(Recorded data)
- Opening Delimiter -
PR #2285, opened 2026-05-14
Optimized Forwarding Headers

JaiOCP:
This PR brings a generic framework to support multiple activities going on for defining the Optimized Forwarding Header like IEEE compressed Header, OCP ESUN Header, UEC Unified Forwarding Header and more.


inc/saidebugcounter.h
```diff
@@ -331,6 +331,21 @@ typedef enum _sai_in_drop_reason_t
     /** IPv4 or IPv6 Routing table (LPM) unicast miss */
     SAI_IN_DROP_REASON_LPM_MISS = 0x00000039,
 
+    /** OFH packet TTL expired */
+    SAI_IN_DROP_REASON_OFH_TTL,
```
- Closing Delimiter -
Problem description: The data above should be returned in full, exactly as written.

Completed task:
PR #2285, opened 2026-05-14
Optimized Forwarding Headers

JaiOCP:
This PR brings a generic framework to support multiple activities going on for defining the Optimized Forwarding Header like IEEE compressed Header, OCP ESUN Header, UEC Unified Forwarding Header and more.


inc/saidebugcounter.h
```diff
@@ -331,6 +331,21 @@ typedef enum _sai_in_drop_reason_t
     /** IPv4 or IPv6 Routing table (LPM) unicast miss */
     SAI_IN_DROP_REASON_LPM_MISS = 0x00000039,
 
+    /** OFH packet TTL expired */
+    SAI_IN_DROP_REASON_OFH_TTL,
```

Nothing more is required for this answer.